*RECORDS SUPPLIED:*

PR #578, opened 2023-09-28
add missing return statement

m-m-adams:
Missed return statement, worked in debug but not in release


m-m-adams:
Small change - just going to merge myself

Issue #555, opened 2023-09-18
MPE instrument sending to other learned channels while recording 


alifeinbinary:
### Please describe the problem:

While recording, the Deluge is sending MIDI notes and CC data received from a MPE device connected to the USB host port to other MIDI devices connected via DIN MIDI that have been learned. It's like `doingMidiThru = true` while recording. I'm not familiar enough yet with the code base but I think https://github.com/SynthstromAudible/DelugeFirmware/blob/680762bd681c58ad7dcf4acbf45b54394ba980c3/src/deluge/model/instrument/midi_instrument.cpp#L553 may be partially to blame. 

Here's how I have things configured, just to give you a quick idea how I have things set up.

### MIDI devices connected to DIN MIDI via a MIDI hub
Nord - Channels 1 through 4
Elektron Keys - Channels 5 through 8 
Elektron Rytm - Channels 13, 14
Oh-coast - Channel 16

### MPE device connected to USB host MIDI
Osmose > Roland UM-One > USB host

### Deluge settings
Differentiate inputs > Enabled
MIDI Thru > Disabled
MIDI > Devices > DIN = (in: upper > 0, lower > 0 | out: upper > 0, lower > 0)
MIDI > Devices > UM-ONE = (in: upper > 14, lower > 0 | out: upper > 14, lower > 0)

### What is the expected behavior?

It's expected that the MIDI recorded from a MPE device on the USB host port isn't sent to other MIDI devices connected to the Deluge's DIN ports even when there's channel overlap. 

### What hardware did you reproduce it with?

OLED

### What firmware did you reproduce it with?

Built from community

### What is the firmware name:

1.0.0-DEV-664C410

### If possible provide the steps to reproduce the issue and upload additional media:

1. Turn on
2. Apply the following settings to the Deluge 

- Differentiate inputs > Enabled
- MIDI > MIDI Thru > Disabled
- MIDI > Devices > DIN = (in: upper > 0, lower > 0 | out: upper > 0, lower > 0)
- MIDI > Devices > UM-ONE = (in: upper > 14, lower > 0 | out: upper > 14, lower > 0) or whatever your MPE synth requires

3. Learn MIDI synth connected to DIN ports
4. Create new track, learn MPE synth to it
5. Enable record, press play
6. Play the MPE synth long enough to hear notes being played on the synth connected over DIN MIDI when there's channel overlap between what the MIDI synth receives on and the MPE synth is sending

[...]

PR #584, opened 2023-09-30
Bugfix/midi mpe zone matching

m-m-adams:
Fixes issues I found while attempting to reproduce #555 

Breaks out the device/midi channel/MPE matching code to its own function, notes/ccs/aftertouch/pitch bend now use that and a switch on the result instead of nested if/else/gotos


m-m-adams:
Updated to treat mod wheel as unipolar

PaulFreund:
Missing some MPE understanding but looks legitimate. overall

PaulFreund (approved):

PR #833, opened 2023-12-16
move user friendly MPE match function from melodic instrument to learned midi

m-m-adams:
Refactor this to make non melodic instrument uses of MPE easier

@seangoodvibes should help with your follow channel


bobtwinkles:
Can this break any existing mappings, and if so can we correct for that somehow? If not, this looks good to merge.

m-m-adams:
No, this just moves the existing functions to a better abstraction level but they're still only used within melodic instruments

At some point in the future I want to change the MPE matching in kits and learned params to use these functions, which might have mapping issues but that will be down the road

seangoodvibes (approved):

*WHAT THE TASK REQUIRES:* In the entries above, find each line that includes the string "Elektron" and copy it.

*RESPONSE:*
Elektron Keys - Channels 5 through 8 
Elektron Rytm - Channels 13, 14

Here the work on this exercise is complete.